GOAL OF THE EXERCISE:
Give the line containing "PR #719, opened 2022-11-11" again, exactly, along with all later lines of the entries, through the last one.

RECORDS TO USE:
PR #709, opened 2022-11-08
[Merged by Bors] - Include missing job in ci-success.

t4lz:


meowjesty (approved):
👍 

p.s. do we add stuff like this to the changelog?

t4lz:
> p.s. do we add stuff like this to the changelog?

I think this raises the question: who is the changelog for?
If it's for users and people outside of the core team, I think that minor internal changes to the code or to the CI should not be included.
Changelog entries are also included in release notes and in discussions in github, and I think that if we include such details there those notes would be worthless.
If we want a good mechanism of tracking all the changes to our code, I think that meaningful commit messages is the right way.

t4lz:
> meaningful commit messages

which with `bors` means meaningful PR comments actually.

PR #716, opened 2022-11-10
[Merged by Bors] - Change bypass log to trace, add /home/ to exclude list.

t4lz:
Two changes that slipped away from #680.


eyalb181 (changes requested):

eyalb181 (approved):

aviramha (approved):
bors r+

PR #719, opened 2022-11-11
[Merged by Bors] - layer/agent: add control of network interface to use

aviramha:


t4lz (approved):
Looks good!

Question: Why not a CLI argument also?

SOLVED EXERCISE:
PR #719, opened 2022-11-11
[Merged by Bors] - layer/agent: add control of network interface to use

aviramha:


t4lz (approved):
Looks good!

Question: Why not a CLI argument also?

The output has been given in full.